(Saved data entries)
PR #1196, opened 2018-04-10
Use rxcpp for OrderingServiceImpl proposal timeout

l4l:
### Description of the Change

Previously OrderingService and OrderingGate tests was using timeouts for handling its cases. That way is pretty bad as long as tests may occasionally fail.
That pr reworks OrderingServiceImpl to use rxcpp::observable for handling proposal timeouts.

### Benefits

More stable (and probably faster) ordering tests, simpler OrderingServiceImpl structure

### DIFF
--- a/irohad/ordering/impl/ordering_service_impl.cpp
+++ b/irohad/ordering/impl/ordering_service_impl.cpp
@@ -30,21 +30,21 @@ namespace iroha {
     OrderingServiceImpl::OrderingServiceImpl(
         std::shared_ptr<ametsuchi::PeerQuery> wsv,
         size_t max_size,
-        size_t delay_milliseconds,
+        rxcpp::observable<Rep> proposal_timeout,
         std::shared_ptr<network::OrderingServiceTransport> transport,
         std::shared_ptr<ametsuchi::OrderingServicePersistentState>
             persistent_state)
         : wsv_(wsv),
           max_size_(max_size),
-          delay_milliseconds_(delay_milliseconds),
           transport_(transport),
           persistent_state_(persistent_state),
           is_finished(false) {
-      updateTimer();
       log_ = logger::log("OrderingServiceImpl");
-
       // restore state of ordering service from persistent storage
       proposal_height = persistent_state_->loadProposalHeight().value();
+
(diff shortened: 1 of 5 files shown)


l4l:
Does that behavior work before? Seems that there's a mutex deadlock in OS' dtor introduced previously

- [Problem to solve]: Show every line above where "OrderingServiceImpl" is found.

- [Answer box]:
Use rxcpp for OrderingServiceImpl proposal timeout
That pr reworks OrderingServiceImpl to use rxcpp::observable for handling proposal timeouts.
More stable (and probably faster) ordering tests, simpler OrderingServiceImpl structure
     OrderingServiceImpl::OrderingServiceImpl(
       log_ = logger::log("OrderingServiceImpl");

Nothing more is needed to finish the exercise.